The figures we reported this week on homicides by patients treated by the South London and Maudsley NHS Foundation Trust (SLaM) are shocking, but need a lot of caveats and qualifications.
First, we don’t yet have the context for these numbers. How many patients or former patients at other mental health trusts in London and England have also killed people? SLaM could be an outlier, or killings could be happening at a similar rate to other trusts.
Second, SLaM treats tens of thousands of people across four boroughs – Southwark, Lambeth, Lewisham and Croydon. All of these boroughs have high levels of crime, deprivation and drug and alcohol abuse. SLaM argues that all of these may have played roles in at least some of the killings.
Third, the courts found that mental health was a factor in around fifteen of the killings, not all fifty. But this caveat itself has to be caveated – Julian Hendy of the Hundred Families charity, whose investigation revealed these figures, argued that this doesn’t mean psychiatric disorders should be completely discounted in these killings.
Finally, it may be a capacity and funding issue with SLaM – inspectors reported in 2018 how more than 30 patients were sleeping in waiting rooms waiting for a bed on a ward.
Whatever the case, we also need to know that more is being done to keep our elderly and vulnerable people safe, and to ensure that psychiatric patients are getting the best care they possibly can.
These qualifications do not detract from the senseless horror of the stories of the two victims we have reported on in the past two weeks. We still do not have proper answers for either.
Why was the violent and threatening Alexander Rawson deemed suitable by SLaM and others to be living in a care home for eldlerly dementia patients? Why was he put in the room next door to Eileen Dean in the care home and allowed to wander around unsupervised? And, in our story last week, why was the frail 75-year-old Maureen Watkins not told about her son’s violent behaviour on the ward before he was released back into her care, and before he killed her?

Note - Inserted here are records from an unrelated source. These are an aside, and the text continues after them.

PR #9246, opened 2026-08-29
fix(messaging): nest iOS string sounds correctly

### LINKED ISSUE #6375: [🔥 ] [🐛] IOS sound - incorrect TS / incorrect data structure in messaging onMessage() fn
## Issue

Hello,

I am using react-native-firebase/messaging for listening to push notifications on IOS and when it is received on foreground I am showing push notification via notifee.

We are using custom sounds for push notification so I need to pass sound name from message received via onMessage() to nofifee... my code looks like:

```ts
const onReceiveNotificationIOS = async (message: FirebaseMessagingTypes.RemoteMessage) => {
  const notification = message.notification

  const body = notification?.body
  const title = notification?.title
  const sound = (notification as any)?.sound || 'default'

  void notifee.displayNotification({
    id: v4(),
    body: body,
    title: title,
    ios: {
      sound: sound,
    },
  })
}
```

The issue is with this line ` const sound = (notification as any)?.sound || 'default'` where I need to type cast notification to `any` because [notification type does not contain sound field](https://github.com/invertase/react-native-firebase/blob/main/packages/messaging/lib/index.d.ts#L165) however the data are there.

I believe this is bug. We are sending sound as string with file name from our BE so it is filled into notification object directly as sound field as a string.

If we would send object from our BE instead of string then it would be appended to `notification.ios.sound` However in this instance types are also wrong because [it says](https://github.com/invertase/react-native-firebase/blob/main/packages/messaging/lib/index.d.ts#L222) it can be `string | NotificationIOSCriticalSound` which I believe is also wrong because it cannot be string.

It is pretty obvious from code that it is bug: https://github.com/invertase/react-native-firebase/blob/main/packages/messaging/ios/RNFBMessaging/RNFBMessagingSerializer.m#L182 
As you can see, good intention is there as the comment above that line is pointing to right location but data are written to wrong location....

So fix is actually easy, I could create PR for that but it would be breaking change - if we fix location where we store the data... Other solution is just add sound field to type as optional string and remove string as possible type from `ios` subfield... And once the new major release will be ready we can introduce breaking change and fix the location?

What do you think?
---

### Javascript

<p>

#### `package.json`:

```json
"@react-native-firebase/messaging": "14.11.0",
```

```json
# N/A
```

</details>

### iOS

<p>

#### `ios/Podfile`:

- [ ] I'm not using Pods

```ruby
# N/A
```

#### `AppDelegate.m`:

```objc
// N/A
```

</p>
</details>

---

### Android

<p>

#### `android/build.gradle`:

```groovy
// N/A
```

```groovy
// N/A
```

```groovy
// N/A
```

#### `MainApplication.java`:

```java
// N/A
```

#### `AndroidManifest.xml`:

```xml
<!-- N/A -->
```

</p>
</details>

---

## Environment

<p>

```
 OUTPUT GOES HERE
```

  - [ ] iOS
  - [ ] Android
  - [ ] Both
  - `14.11.0`
  - `messaging`
  - `Y` & `4.6.3`

</p>
</details>

---

OskarEichler:
## Fix

String-valued APNs sounds are now serialized at the documented `message.notification.ios.sound` path. Previously, only string sounds were placed at the undocumented `message.notification.sound` path, while critical-sound dictionaries already used the correct iOS nesting.

A direct iOS native regression test now exercises the serializer and verifies the complete notification shape.

## Breaking behavior correction

Consumers that worked around the bug by reading `message.notification.sound` for a string-valued APNs sound must switch to `message.notification.ios.sound`. This aligns runtime behavior with the public `RemoteMessage` type and documentation.

Fixes #6375.

## Validation

- Reproduced the regression against the previous implementation: the new assertion received `{ sound: "tone.aiff" }` instead of `{ ios: { sound: "tone.aiff" } }`
- iOS Messaging/App E2E: 70 passing, 23 pending
- Android Messaging/App E2E: 86 passing, 7 pending
- iOS native coverage confirms the changed serializer line executed once
- iOS test application build succeeded
- Android test application build and lint succeeded (0 errors)
- `yarn lint:ios:check`
- `yarn lint:js`
- Messaging Jest suite: 32 passing
- `git diff --check`


mikehardy:
marking this as do not merge temporarily until next breaking release

PR #9247, opened 2026-08-29
fix(messaging, ios): normalize sent time

OskarEichler:
## Fix

iOS now exposes `RemoteMessage.sentTime` as a numeric epoch-millisecond value, matching the public contract and Android behavior. FCM supplies `google.c.a.ts` as epoch seconds (commonly a string); the serializer now validates the numeric representation, converts seconds to milliseconds, and rejects non-positive or overflowing values.

A direct iOS native regression test exercises the serializer with the same timestamp shape used by the Firebase iOS SDK tests.

## Breaking behavior correction

On iOS, `sentTime` changes from a string containing epoch seconds (for example, `"1522880044"`) to a number containing epoch milliseconds (`1522880044000`). Consumers that parsed or compared the accidental string/seconds value must use the documented number/milliseconds contract. Android behavior is unchanged.

## Validation

- Reproduced on the previous implementation: the assertion received string `"1522880044"` instead of numeric `1522880044000`
- iOS App + Messaging E2E: 70 passing, 23 pending
- Android App + Messaging E2E: 86 passing, 7 pending
- Processed iOS LLVM coverage confirms every changed production line executed
- iOS test application build succeeded
- Android test application build and lint succeeded (0 errors)
- Messaging Jest suite: 32 passing
- `yarn lint:ios:check`
- `yarn lint:js`
- `git diff --check`

### DIFF
--- a/packages/messaging/e2e/messaging.e2e.js
+++ b/packages/messaging/e2e/messaging.e2e.js
@@ -72,6 +72,19 @@ describe('messaging()', function () {
     message.notification.should.eql({ ios: { sound: 'tone.aiff' } });
   });
 
+  it('serializes iOS sent times as epoch milliseconds', async function () {
+    if (!Platform.ios) {
+      this.skip();
+    }
+
+    const { getRNFBTesting } = require('../../app/e2e/helpers');
+    const message = await getRNFBTesting().serializeMessagingUserInfo({
+      'google.c.a.ts': '1522880044',
+    });
+
+    message.sentTime.should.equal(1522880044000);
+  });
+
   before(async function () {
     // our device registration tests require permissions. Set them up
     const { getMessaging, requestPermission } = messagingModular;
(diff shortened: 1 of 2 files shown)


OskarEichler:
I re-reviewed the serializer and found that `longLongValue` accepted malformed values such as `1.5` and `1522880044invalid` by parsing their numeric prefix. I pushed a follow-up that now accepts only non-empty decimal integer strings (or numeric values converted to that representation) before applying the existing positivity and overflow checks.

I also expanded the focused e2e coverage for string and numeric timestamps plus empty, negative, fractional, and trailing-garbage inputs.

Fresh validation on commit `03d519be`:

- `yarn lint:ios:check` — passed
- `yarn lint:js` — passed
- `yarn tests:ios:build` — passed
- iOS area-focused e2e (`app` + `messaging`, `RNFBDebug: true`) — 71 passing, 23 pending
- iOS native coverage processing — passed; every touched serializer line executed
- `yarn tests:android:build` — passed
- Android area-focused e2e (`app` + `messaging`, `RNFBDebug: true`) — 86 passing, 8 pending
- `git diff --check` — passed

The local harness/device overrides were removed before the commit.

mikehardy:
Nice. Your update made it before this one went into my local review / validate queue

mikehardy (approved):
looks like a real issue, looks like a good fix - going to queue this one for next breaking change release

PR #9248, opened 2026-08-29
fix(messaging, android): support disabled notification storage

OskarEichler:
## What this fixes

- Treats `messaging_max_stored_notifications <= 0` as disabled storage.
- Clears notifications retained before storage was disabled.
- Prevents the `IndexOutOfBoundsException` currently raised when the configured limit is zero or negative.
- Preserves the existing any-number configuration contract without silently clamping values.

## Behavior

Positive values retain their existing meaning. Zero and negative values now disable notification persistence instead of crashing while pruning an empty list. The schema documents this observable correction.

## Breaking changes

None. This defines behavior for a configuration that currently crashes; positive limits are unchanged.

## Verification

- Baseline regression: Android e2e fails with `IndexOutOfBoundsException: Failed to disable notification storage`.
- Android native build: 1,749 tasks, successful.
- Android Messaging e2e: 87 passing, 6 platform-pending.
- Android unit suite and merged JaCoCo report: successful; every changed reachable store line covered.
- iOS native build: successful.
- iOS Messaging e2e: 69 passing, 24 platform-pending.
- `yarn lint:js`
- `yarn lint:android`
- `yarn tsc:compile`
- `yarn tsc:compile:consumer`
- `yarn reference:api`
- `yarn tests:jest` (103 suites, 1,479 tests)
- `yarn compare:types`
- `git diff --check`

### DIFF
--- a/okf-bundle/packages/messaging/index.md
+++ b/okf-bundle/packages/messaging/index.md
@@ -5,7 +5,7 @@ Knowledge for FCM messaging native behavior, primarily the iOS `UNUserNotificati
 ## Documents
 
 * [iOS UNUserNotificationCenter delegate forwarding](ios-notification-delegate-forwarding.md) — `completionHandler` exactly-once contract, delegate chaining design, regression history (#8754 → #8786 → #9049 / #9050)
-* Native integration probes (`completesNonFCMRemoteNotification`, `messagingPreservesExistingDelegate`) — [running e2e § test-app native modules](../../testing/running-e2e.md#test-app-native-modules); product-line hits in `coverage/ios-native/lcov.info` — [coverage design § two test native modules](../../testing/coverage-design.md#test-native-modules)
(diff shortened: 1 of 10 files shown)


tests/android/app/src/main/java/com/invertase/testing/RNFBTestingCoverageModule.kt
```diff
@@ -42,7 +45,62 @@ class RNFBTestingCoverageModule(reactContext: ReactApplicationContext) :
     }
   }
 
+  @ReactMethod
```
mikehardy: 🤔 

I'm extracting this coverage module to a fully separate project so this isn't the right home for this

Let's let this PR sit for just a moment while that resolves (the work is in progress right now) and while more generic Android unit test infrastructure arrives (that is also in process right now)

mikehardy (changes requested):
No need to take action now because it will naturally be ordered after two other changes that are in-flight in the repo, but we need to put the unit test in a dedicated unit test object for the app module, vs slip-streaming in on the coverage module

mikehardy:
Will use same style of e2e-driven test-app-hosted native probe as we are attempting to pioneer in #9255 (once that has approval and lands)

mikehardy (approved):
re-homed the native probe to our new test-hosted e2e native probe module for special tough-to-probe cases like this

the original fix was always fine but this makes it maintainable as well, ready to go

PR #9249, opened 2026-08-29
fix(messaging, ios): preserve existing FIRMessaging delegate

OskarEichler:
## What this fixes

- Preserves an existing `FIRMessagingDelegate` when React Native Firebase installs its token-refresh interceptor.
- Forwards registration-token callbacks to that original delegate after emitting `messaging_token_refresh`.
- Retains the existing AppDelegate fallback and avoids invoking it twice when it is also the original Firebase delegate.

Firebase documents assigning `FIRMessaging.delegate` after `FIRApp configure` as the supported registration-token callback path. React Native Firebase currently replaces a separately assigned delegate, so it silently stops receiving token refreshes.

https://firebase.google.com/docs/cloud-messaging/ios/get-started#set_the_messaging_delegate

## Breaking changes

None. This restores callbacks to the application delegate object that Firebase was already configured to notify. React Native Firebase events and the existing AppDelegate fallback are unchanged.

## Verification

- Exact native baseline control: failed (`false`) when a separate Firebase delegate was replaced.
- Fixed iOS App + Messaging E2E: 70 passing, 23 platform-pending.
- Fixed Android App + Messaging E2E: 86 passing, 7 platform-pending.
- iOS simulator, Android debug/test/lint (1,749 tasks), and macOS builds: successful.
- iOS LLVM coverage: every changed reachable production line executed.
- Android native unit and coverage processing: successful.
- `yarn lint:ios:check`
- `yarn lint:js`
- `yarn tsc:compile`
- `yarn tsc:compile:consumer`
- `yarn reference:api`
- `yarn tests:jest` (103 suites, 1,479 tests)
- `yarn compare:types`
- `git diff --check`

### DIFF
--- a/packages/messaging/e2e/messaging.e2e.js
+++ b/packages/messaging/e2e/messaging.e2e.js
@@ -288,6 +288,20 @@ describe('messaging()', function () {
       });
     });
 
+    describe('native messaging delegate', function () {
+      it('preserves an existing iOS Firebase Messaging delegate', async function () {
+        if (!Platform.ios) {
+          this.skip();
+        }
+
+        const { NativeModules } = require('react-native');
+        should.equal(
+          await NativeModules.RNFBTestingCoverage.messagingPreservesExistingDelegate(),
+          true,
+        );
+      });
+    });
+
     describe('deleteToken()', function () {
       it('generate a new token after deleting', async function () {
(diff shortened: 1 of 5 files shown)


mikehardy (approved):
Hey @OskarEichler 👋

Cheers

PR #9251, opened 2026-08-29
fix(messaging): update cached settings after native success

OskarEichler:
## What this fixes

Rejected native setting updates currently mutate the JavaScript cache first. After a rejection, these public getters can therefore report values that were never applied:

- `isAutoInitEnabled`
- `isDeliveryMetricsExportToBigQueryEnabled`
- `isNotificationDelegationEnabled`

This PR updates each cache only after the corresponding native promise resolves.

It also preserves the documented iOS notification-delegation behavior: delegation is Android-only, so the iOS getter remains `false` after the no-op setter resolves.

## Breaking changes

None. Successful Android/iOS setting updates are unchanged. Rejected updates now preserve their previous values, and iOS delegation now matches its existing documented `false`-only contract.

## Verification

- Exact baseline unit controls: 3 failures; all three caches incorrectly changed after native rejection.
- Fixed focused Jest: 35 passing.
- Full Jest: 103 suites, 1,482 tests, 31 snapshots passed.
- Focused iOS App + Messaging E2E: 69 passing, 23 pending.
- Focused Android App + Messaging E2E: 86 passing, 6 pending.
- Android unit tests and merged native coverage passed.
- `yarn lerna:prepare`
- `yarn lint:js`
- `yarn lint:deps`
- `yarn tsc:compile`
- `yarn tsc:compile:consumer`
- `yarn reference:api`
- `yarn compare:types`
- `git diff --check`

### DIFF
--- a/packages/messaging/__tests__/messaging.test.ts
+++ b/packages/messaging/__tests__/messaging.test.ts
@@ -28,31 +28,35 @@ import {
   subscribeToTopic,
   unsubscribeFromTopic,
   isDeliveryMetricsExportToBigQueryEnabled,
+  isNotificationDelegationEnabled,
   isSupported,
   experimentalSetDeliveryMetricsExportedToBigQueryEnabled,
+  setNotificationDelegationEnabled,
   AuthorizationStatus,
   NotificationAndroidPriority,
   NotificationAndroidVisibility,
 } from '../lib';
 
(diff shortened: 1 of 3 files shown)


mikehardy (approved):
Hey @OskarEichler 👋

Cheers

PR #9252, opened 2026-08-29
fix(messaging, ios): serialize notification badges as strings

OskarEichler:
## What changed

- Serialize the iOS `aps.badge` value as a string, matching the public `RemoteMessage.notification.ios.badge?: string` contract.
- Add a direct native serializer E2E regression check.

- A numeric APNs badge such as `7` now reaches JavaScript as `"7"` instead of the previously undocumented numeric value `7`.
- There is no public API or type change. Consumers that relied on the accidental numeric runtime value should parse the documented string when they need a number.

## Why

The iOS serializer forwarded the native `NSNumber` directly across the bridge while the public TypeScript API documents a string. Converting at the serializer boundary keeps runtime behavior consistent with the published contract.

## Verification

- Baseline native E2E reproduced the mismatch (`7` versus `"7"`).
- iOS Messaging E2E: 70 passing, 23 pending.
- Android Messaging E2E: 86 passing, 7 pending.
- Changed iOS native lines are covered by the generated LLVM coverage report.
- JS lint, iOS formatting, dependency-cruiser, library and consumer TypeScript compilation, API-reference generation, type-parity comparison, Android unit/coverage, and `git diff --check` all pass.

### DIFF
--- a/packages/messaging/e2e/messaging.e2e.js
+++ b/packages/messaging/e2e/messaging.e2e.js
@@ -102,6 +102,19 @@ describe('messaging()', function () {
     }
   });
 
+  it('serializes iOS notification badges as strings', async function () {
+    if (!Platform.ios) {
+      this.skip();
+    }
+
+    const { getRNFBTesting } = require('../../app/e2e/helpers');
+    const message = await getRNFBTesting().serializeMessagingUserInfo({
+      aps: { badge: 7 },
+    });
+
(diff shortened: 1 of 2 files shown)


mikehardy (approved):
looks good thanks! this is a small break but, it is a break that could be non-silent, queueing this for next breaking change

PR #9254, opened 2026-08-29
fix(messaging): pass sent message IDs to listeners

OskarEichler:
## What changed

- Unwrap the native `{ messageId }` event body before calling `onMessageSent` listeners.
- Add unit and Android native-bridge regressions for the public callback contract.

Exclusive: investigation reveals at least 50 killings by SLaM patients
Georgie Hempshaw, Eileen’s daughter, described not knowing more about the circumstances of her mother’s killing as like having an open wound. She and her family need to know more. It is disappointing that the trust refused to comment on her tragic death.
We shall see what light, if any, their upcoming report will throw on the events that led to Eileen’s death.